First coding unit 62, by the spatial information encode into first kind character, each described first kind character is used for
Represent a geographical position.
Second coding unit 63, by the temporal information Equations of The Second Kind character is encoded into, and each described Equations of The Second Kind character is used for
Represent one section of interval time.
Unit 64 is set up, the spatial information of the first kind character and the Equations of The Second Kind word is encoded into according to being encoded into
The temporal information of symbol, sets up generalized suffix tree.
Searching unit 65, searches the frequent substring in the generalized suffix tree.
Converting unit 66, by the described frequent substring for finding out frequent sub-trajectory is converted into.
Alternatively, first coding unit 62 includes:
Cluster subelement, clusters to the spatial information, generates N number of cluster, and the N is the integer more than 1.
Determination subelement, determines respectively the geographical position corresponding to each cluster of generation.

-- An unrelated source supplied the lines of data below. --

PR #465, opened 2025-02-18
InterruptsS Covergroup

coreyqh:
WIP

Struggling to wrap my head around the coverpoints that check changing to s mode and then writing status.SIE.


davidharrishmc:
Please see extensive feedback on InterruptsM and update this before reviewing.

coreyqh:
Completely reworked since last review, now includes U and M mode cross products. 

Only missing cp_sei6 and cp_sei7 as I do not know a good way to check "turn[ing] of PLIC.SEIP"

davidharrishmc:
We discussed PLIC.SEIP.
Merge conflict now.

This is finding a lot of spreadsheet bugs!

As with InterruptM, just check mip, not interrupt pins, except on seip

Per privileged spec p. 94, each of the supervisor interrupts may not be implemented, in which case its interrupt pending and interrupt enable bits are read only zeros.  Our coverpoints right now assume they are all implemented.  We at least need a comment saying this will need to be relaxed.

Cp_trigger_sei_seip is problematic because we can’t write to mip while in supervisor mode.  How about checking if mip.SEIP = 1 and s_ext_intr = 0?

Let’s add mideleg = 0 to cp_interrupts to remove ambiguity

Cp_vectored should involve stvec_vectored rather than mtvec_vectored

For mideleg_mie_eq, let’s just look at the bottom 12 bits of each register in case the upper bits have funny stuff.

For cp_wfi_timeout, mstatus_tw should be 1, not {0/1} and mie.mtie should be {0/1, not 1.

Wfi is subtle.  Our coverpoint of detecting wfi looks reasonable, but there’s a chance the sample function will do something weird because wfi often doesn’t retire.  Just keep an eye out on this one.

I think the 4 cp_trigger_s* need to migrate *** from machine to supervisor, but probably partially overlap things already in supervisor?

Cp_vectored_m says to keep all three mie bits = 1, while the covperpoint is written with mie_s_walking.
Cp_trigger_changetom doesn’t have any mode changes.  How about dropping the changetom name in both coverpoints and spreadsheet?

We’d better add mideleg = 0 to the cp_sei* coverpoints and spreadsheet.

In cp_sei{1/2}, I’m concerned about mip_seip_rise and write_mip_seip in the same coverpoint.  Not certain both edge-triggered things get detected concurrently.  I think we can drop mip_seip_rise because we have write_mip_seip in both.

In cp_sei{3}, drop mip_seip_rise because we have s_ext_intr

Should no_sei be renamed no_s_ext_intr for consistency with s_ext_intr?

I think you have a plan for cp_sei6/7

Cp_global_ie: mip_m_walking and mie_m_walking are getting crossed, for 2x2x3x3 bins.  I think we’re fine with just 2x2x3 (mip = mie)

Cp_user_*: don’t need the interrupt pins; just use mip.*p

coreyqh:
* Removed redundant external interrupt pin coverpoints from cross products in favor of mip.M*IP signals
* Removed illegal mip write from cp_trigger_sei_seip by checking for mip.SEIP while the s_ext_intr pin is low
* Updated mi{e/p}_{s/m}_walking to only look at the relevant 3 signals
* Renamed *_changingtom_* coverpoints here and in the testplan
* Added mideleg=0s to cp_sei* here and in the testplan
* Dropped mip_seip_rise from cp_sei 1-3
* Combined cp_sei 6 & 7 by crossing the s_ext_intr pin being 0/1 and mip_seip being 0/1
  * Renamed s_ext_intr and no_s_ext_intr to s_ext_intr_high and s_ext_intr_low, respectively, to have s_ext_intr cover both values of this pin.

davidharrishmc:
In mideleg_mie_eq, ins.current.csr[12’h303] should also have [11:0]
Merge conflict to resolve

After this, I'm satisfied.  I'm sure more bugs will show up while trying to get the tests running, but that's ok.

@jordancarlin are you satisfied?

Issue #470, opened 2025-02-20
Cover Group cp_instr_adr_misaligned_jalr in ExceptionsM_coverage.svh


C0d3ing:
Incorrect number of bins.

Test plans state that Every combination of rs1_val[1:0] and offset[1] must be exercised.

I recommend creating a new cover point since the "imm_bit_1" cover point does not exercise all possible combinations of offset[1].

possible solution adding:

    offset: coverpoint ins.current.imm[1] {
    }

    cp_instr_adr_misaligned_jalr:            cross jalr, rs1_1_0, offset, priv_mode_m;

jordancarlin:
@C0d3ing is this resolved now that #478 is merged?

C0d3ing:
> [@C0d3ing](https://github.com/C0d3ing) is this resolved now that [#478](https://github.com/openhwgroup/cvw-arch-verif/pull/478) is merged?

Yes, and I have tested it and it is fully covered now.

PR #478, opened 2025-02-20
Added missing bins and fixed syntax for ExceptionsM Cover Goup 

C0d3ing:
Corrected a cross-product from issue #470.

Corrected branch_taken and branch_not_taken covergroups


davidharrishmc:
Can you adjust the name of the PR to match its contents?

PR #479, opened 2025-02-21
Fixed random corners in tests and RV64

davidharrishmc:


jordancarlin (commented):
Overall looks good. Left a few comments. 

The other significant thing I noticed is that ZicsrS and U still test all of the custom CSRs. They need to be updated in the same way as ZicsrM.

jordancarlin:
Also, there are a few custom compressed instructions that need to be avoided in `ExceptionsZc_instr_cg`. Specifically with compressed shifts.

jordancarlin:
Merging for now. Follow up PR will be made to address issues.

PR #405, opened 2022-02-09
Bc_buttons.  alt blade ctrl, spam blast

NoSloppy:


props/saber_BC_buttons.h
```diff
@@ -680,8 +737,19 @@ class SaberBCButtons : public PROP_INHERIT_PREFIX PropBase {
         //Don't change preset if in colorchange mode
         if (SaberBase::GetColorChangeMode() != SaberBase::COLOR_CHANGE_MODE_NONE) return false;
           previous_preset_fast();
+      } else {
+        // Alt blade control
+        hybrid_font.DoEffect(EFFECT_USER4, 0);
+      if (!alt_blade_on_) {
+          hybrid_font.PlayCommon(&SFX_out);
```
profezzorn, line 744: WavLen and friends won't work properly if you play the sound here.
You really should override SB_Effect() and play the sound from there instead.

props/saber_BC_buttons.h
```diff
@@ -571,6 +611,10 @@ class SaberBCButtons : public PROP_INHERIT_PREFIX PropBase {
         last_twist_ = millis();
         saber_off_time_ = millis();
         battle_mode_ = false;
+        if (alt_blade_on_) {
+          hybrid_font.DoEffect(EFFECT_USER4, 0);
+          alt_blade_on_ = false;
```
profezzorn, line 616: I think this is confusing, since SB_Effect() will also modify alt_blade_on_.
I think you need to decide if SB_Effect is doing this, or if it should be done where DoEffect is called.

props/saber_BC_buttons.h
```diff
@@ -913,7 +980,17 @@ class SaberBCButtons : public PROP_INHERIT_PREFIX PropBase {
         SaberBase::DoEffect(EFFECT_POWERSAVE, 0);
         return true;
       } else {
+  #ifndef BC_SWAP
+        sound_library_.SayZoomingIn();
+        if (!spam_blast_) {
```
profezzorn, line 985: this whole if statement can be written as:

spam_blast_ = !spam_blast_;

profezzorn:
Is this still in progress?

NoSloppy:
Life happened and other ProffieOS distractions. I'll pick up on it.

profezzorn:
No hurry, I'm just checking to make sure it's not just sitting around for not reason.

props/saber_BC_buttons.h
NoSloppy: ok so this just flips the bool

props/saber_BC_buttons.h
NoSloppy: I was under the impression that DoEffect triggers the blade animation, while SB_Effect plays the sound, no?

NoSloppy:
While this was fun, I dont think it's needed going forward. 
1 - The advent of some OS7 features will handle an alternate blade better than this.
2 -  Spamming blaster blocks is not really mainstream, and dependent on killing oldest wav player anyway, so that should probably get focus first.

Coded sub-units, the geographical position according to corresponding to each cluster for generation carries out character code, generates respectively every
The corresponding first kind character of individual cluster.
Alternatively, second coding unit 63 includes:
Conversion subunit, interval time is converted into by the temporal information by timestamp.
Normalizer unit, standardizes the interval time.
Coupling subelement, is the interval time matching Equations of The Second Kind character after each standardization.
Alternatively, the coupling subelement specifically for:
Determine the interval two values end points of the default value at the place of the interval time after the standardization;
The interval after described two numerical end points are distinguished into corresponding two Equations of The Second Kind character match to the standardization
Time.
Alternatively, described device also includes:
Adding unit, is that each node in the generalized suffix tree increases a count attribute, and the count attribute is used
Count in the number of times occurred in the generalized suffix tree to the corresponding character string of the node;
The searching unit 65 specifically for:
The count attribute in the generalized suffix tree is more than the character string corresponding to the node of predetermined threshold value to determine
For the frequent substring.
The embodiment of the present invention combines data mining technology, suffix tree algorithm and inexact matching, it is achieved thereby that compared with
The lookup of the frequent sub-trajectory in excellent track data, it is complex to process by using more efficient character string algorithm
Multi dimensional numerical data so that the computation complexity of whole frequently sub-trajectory search procedure is substantially reduced, and rational clustering method
Also so that the embodiment of the present invention is more accurate to the clustering of track data spatial information.
Presently preferred embodiments of the present invention is the foregoing is only, not to limit the present invention, all essences in the present invention
Any modification, equivalent and improvement made within god and principle etc., should be included within the scope of the present invention.